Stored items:
■ ■ ■ ■ ■ ■ ■

PR #567, opened 2022-09-03
Add custom warning to Tools

micahstairs:
One of the biggest requests from players is to improve the UX with Tools (https://boardgamearena.com/bug?id=18164). this is my proposal for addressing it.
Screen Shot 2022-09-03 at 11 51 27 AM

Please note that I structured the JS code in a way that it will make it easy to add confirmation buttons on a timer like we do for meld/dogma actions. I can easily see us wanting to give players an option to confirm card selections as well.

### DIFF
--- a/innovation.game.php
+++ b/innovation.game.php
@@ -7982,6 +7982,8 @@ function getOwnersOfTopCardWithColorAndAge($color, $age) {
             'splay_direction' => $splay_direction,
             'splay_direction_in_clear' => $splay_direction_in_clear,
             'color_pile' => $splay_direction === null && $location_from == 'pile' ? self::getGameStateValueAsArray('color_array')[0] : null,
+            'card_interaction' => $code,
+            'num_cards_already_chosen' => $n,
             
             // Private info
             '_private' => array(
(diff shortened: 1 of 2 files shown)


lordmcfuzz (approved):

ultimatefiend (commented):
The confirm of the "3" specifically is a good thing to do.  Does this prompt on all three returns or just the first?  

It seems a bit wordy.  Do we really need the second part of the explanation?  Alternatively, it could state what won't happen (they won't draw 3 ones if the 3 is returned in the first dogma effect).  That would make the reason for the prompt clearer.

micahstairs:
It only prompts on the return of the first card (if it's a 3). This is why the backend is passing that `num_cards_already_chosen` variable now, so that we can tell if it's the first card being returned or not.

I agree that it's pretty wordy. I'm definitely open to suggestions on new wordings!

micahstairs:
How about `Are you sure you want to return a 3 as part of the first non-demand effect? This won't allow you to draw three cards.`?

micahstairs:
This is what it looks like now:
Screen Shot 2022-09-08 at 8 49 17 PM

micahstairs:
I shortened the warning message even more:

Screen Shot 2022-09-08 at 8 54 24 PM

Issue #377, opened 2022-04-14
Add Echoes hexagon icons to spritesheets


ultimatefiend:
We need the echoes hexagons to implement the expansion.

micahstairs:
We will put these right below the Artifact icons, following the same pattern.

micahstairs:
Actually that spritesheet is already really big and close to our limit, so we should create a new spritesheet instead of adding it to the existing one.

To make the spritesheet as small as possible, I propose that we make it 11 columns and 10 rows. There are 15 age 1 cards, so we will put the 11th-15th icons in the 11th column.

PR #573, opened 2022-09-04
make spritesheet for echoes hex icons

normaljosh:
Creating separate spritesheet for echoes hexagons as described in #377


micahstairs (approved):
Thanks for doing this! The only icon that's wrong is the Helicopter icon (red age 9). I can fix it in a follow-up PR. I'll merge this!

PR #344, opened 2019-03-05
Try and add filter search warning when no results is returned

### LINKED ISSUE #337: Sometimes the tutorials don't load when going to main tutorials page

kakirastern:
To follow up on PR #340. To try and find a way to add back filter search warning when no tutorials are returned on a filter search. 

Fixes #337.

### DIFF
--- a/tutorials/themes/tutorials-theme/static/searchtools.js
+++ b/tutorials/themes/tutorials-theme/static/searchtools.js
@@ -9,6 +9,9 @@
  *
  */
 
+// Set ajaxSetup to synchronous to make a synchronous $.get call (but could be bad form).
+// See https://stackoverflow.com/a/25489055/9959073 for details.
+jQuery.ajaxSetup({async:false});
 
 /* Non-minified version JS is _stemmer.js if file is provided */ 
 /**
@@ -319,10 +322,6 @@ function splitQuery(query) {
     }
     return result;
 }
-
-// Set ajaxSetup to synchronous to make a synchronous $.get call (but could be bad form).
-// See https://stackoverflow.com/a/25489055/9959073 for details.
-jQuery.ajaxSetup({async:false});
 
 var docResultsCount = -1;
 /**
--- a/tutorials/themes/tutorials-theme/static/searchtools.js
+++ b/tutorials/themes/tutorials-theme/static/searchtools.js
@@ -346,7 +346,7 @@ var Search = {
               if (textstatus != "success") {
                 document.getElementById("searchindexloader").src = url;
               }
-            }});
+            }, async: false});
   },
 
   setIndex : function(index) {
@@ -577,7 +577,7 @@ var Search = {
                     listItem.slideDown(5, function() {
                       displayNextItem();
                     });
-                  }});
+                  }, async: false});
         } else {
           // no source available, just display title
           Search.output.append(listItem);
--- a/tutorials/themes/tutorials-theme/static/searchtools.js
+++ b/tutorials/themes/tutorials-theme/static/searchtools.js
@@ -320,6 +320,10 @@ function splitQuery(query) {
     return result;
 }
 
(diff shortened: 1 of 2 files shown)


kakirastern:
Testing if `$.ajax()`-related latency issues are the root cause of the 1st-time-load-tutorials bug...

kakirastern:
Yes, @MananAgarwal was right, it is indeed a latency issue. I have corrected for it by adding the option `async: false` to the two instances of JQuery `$.ajax()`in the file "searchtools.js". Think it is fixed now. Please check @MananAgarwal and @adrn. Thanks!

kakirastern:
Wait... seems like the same problem is cropping up on my other browser. Let me double check.

kakirastern:
I discovered the behavior is browser dependent too. Will need to work on it more before we meet next Tuesday and see if there is a way around it...

kakirastern:
So for my Safari, I see this on my screen:

screenshot 2019-03-06 13 54 15

I don't get this with Chrome, which is more like:

screenshot 2019-03-06 13 56 35

kakirastern:
I can confirm that the fix works only for Chrome, but not Firefox nor Safari... 🙁

kakirastern:
But I reckon there must be another way to do this... Will need to experiment and investigate some more, but it will take time

kakirastern:
@MananAgarwal I found this post and think it might be relevant for finding a solution to our current problem... [https://stackoverflow.com/a/28862458/9959073](https://stackoverflow.com/a/28862458/9959073). So a potential solution would be implement something like
```
if(!tbody.find('td').hasClass(settings.highlightClass)) {
    $('body').find('#empty').text('No results').show();
} else {
    $('body').find('#empty').hide();
}
```
together with
```
...
</table>
<p id="empty"></p>
</body>
```
Except in their case it is for jQuery.FilterTable to return an alert when no results found... I am not sure if it will work for the current code base though. What do you think?

kakirastern:
Or this one here might work: [https://stackoverflow.com/a/14340948/9959073](https://stackoverflow.com/a/14340948/9959073)...

kakirastern:
I just attempted another fix so that the code now works for both Google Chrome and Mozilla Firefox browsers, and the 1st-time-load error no longer bugs these two kinds of browsers. What I did was to add `jQuery.ajaxSetup({async:false});` to the very beginning of the file "tutorials/themes/tutorials-theme/static/searchtools.js", to make sure that ajaxSetup is set to synchronous to make all $.get and $.ajax calls synchronous, which could be in bad form in some other context for some other JS file. 

I am not sure what is going wrong with the Apple Safari browser... Maybe if we merge this code a warning about this sit being optimized for both Chrome and Firefox would be necessary.

MananAgarwal:
Hey @kakirastern, it is working for me on chrome, so I think we are on the right track to figuring this out. I am a little preoccupied with my midterm exams. I'll look into this properly on the weekend.

kakirastern:
No worries @MananAgarwal! I have checked the the latest solution sometimes work on my Firefox browser, and sometimes it does not... Anyway, we can discuss later. All the best with your midterm exams!

adrn:
Ah, great! This works for me locally too. Why do you say it doesn't work on Firefox or Safari? It seems to work for me on all browsers.

adrn:
Thanks for this - given that it solves the issue for at least Chrome and Safari, I'm going to merge and we can discuss whether or not it works for all browsers over in #337

kakirastern:
Hi @adrn! It's weird. I checked the `giles` version via incognito mode using both Firefox and Safari and it wasn't working. Let me check again now the PR's been merged. Wait... (may take a while).

Issue #348, opened 2019-03-07
Comment out and replace any small http requests


eblur:
e.g., SkyCoords from_name calls Sasame. Frequently breaks our testing infrastructure.

@adrn

kakirastern:
Yeah, I am fixing them in PR #341. Let me work on the PR some more before our meeting this coming Tuesday so they can be merged... Sorry about the delay @eblur!

kakirastern:
I will help @adrn to work on it... since I have already started

kakirastern:
Think the bulk of the work has been done in #341... But remember to rebase after every merge, I noticed that some notebook revert back to an older state after merge without rebase, such as the "units_and_integration" tutorial. 😉

The error was probably due to the spacing in "HCG 7". After you've changed that to something like "hcg7" the Circle CI error goes away. So, it is more like some syntax issue.

kakirastern:
Wait... why are the latest merges not showing up in "learn.astropy.org"? We might have another issue to deal with here. I just checked. Something isn't quite right. @adrn Can you confirm?

kakirastern:
I am guessing the public URL keeps changing as we merge pull requests, so we might need to update that manually regularly, or find means to automate the process. I have been using this [https://docs.aws.amazon.com/AWSEC2/latest/UserGuide/using-instance-addressing.html](https://docs.aws.amazon.com/AWSEC2/latest/UserGuide/using-instance-addressing.html) as a reference...

adrn:
@kakirastern Please try to keep discussion in an issue relevant to that issue - if you want to discuss something else, please just open a new issue. The circleCI build for master (that generates the live version of the site at learn.astropy.org) failed because of a transient issue (`skyserver.sdss.org` was down and one of the tutorials does a web request). But that failure just bolsters this particular issue...

I'm working on this locally, so I'll have a PR in soon.

kakirastern:
@adrn Yup, no problem... I will leave it for you to fix. 😉

kakirastern:
Sorry about the confusion earlier @adrn.

adrn:
No worries!

PR #350, opened 2019-03-17
[WIP] New way to skip cells that require remote connections

adrn:
In thinking about how to solve #348, I was brainstorming ways to remove any remote HTTP requests from tutorials on CI. We discussed:
1. Comment out lines that do web requests and include lines below the comments that read from cached files
2. (long term) use the STScI machinery that @eteq eluded to, that would automatically capture remote requests and serve cached files

But it occurred to me there is a 3rd option, so this is a mock up of that for a single notebook to get feedback before applying this to all! The idea here is that I sub-classes the nbconvert `ExecuteProcessor` to look for a cell-level metadata keyword that tells the processor to skip that cell. So the idea would be to follow the way `coordinates.ipynb` handles remote requests: to say in the text "if you have an internet connection, execute this, otherwise you can ignore the error that occurs." That notebook then provides hard-coded or cached values. With the new cell metadata key, we can tell our build machinery to skip cells that have remote requests when on CI.

cc @eteq


pllim:
So, this requires author to go into the raw text and add the incantation to every cell that needs to be skipped? What about a tutorial that use online query result for the whole thing (like cone search)?

adrn:
What do you mean by "raw text"? You can edit the cell-level metadata from the notebook GUI, but yes, that would be pretty annoying for the cone search tutorial! Will have to think about that..

PR #371, opened 2019-06-05
Create LICENSE

bmorris3:
It looks like the intended license (BSD) is written [here](https://github.com/astropy/astropy-tutorials/blob/master/metadata.cfg#L6) but I haven't found the file in the repo. Here's a license file!


adrn:
Thanks @bmorris3

PR #386, opened 2019-08-21
Fix UVES tutorial

adrn:
This will hopefully fix the issue in the UVES tutorial so that CircleCI starts building again.


adrn:
I squashed, but last test passed (hurray!) so I'm going to merge

pllim:
Thank you for tracking down the cert problem! I'll let you know if I hear updates from the server side of things. :grimacing:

■ ■ ■ ■ ■ ■ ■

Go through the entries and filter for lines holding the word "using"; copy each match.

COMPLETED EXERCISE ->
Hi @adrn! It's weird. I checked the `giles` version via incognito mode using both Firefox and Safari and it wasn't working. Let me check again now the PR's been merged. Wait... (may take a while).
I am guessing the public URL keeps changing as we merge pull requests, so we might need to update that manually regularly, or find means to automate the process. I have been using this [https://docs.aws.amazon.com/AWSEC2/latest/UserGuide/using-instance-addressing.html](https://docs.aws.amazon.com/AWSEC2/latest/UserGuide/using-instance-addressing.html) as a reference...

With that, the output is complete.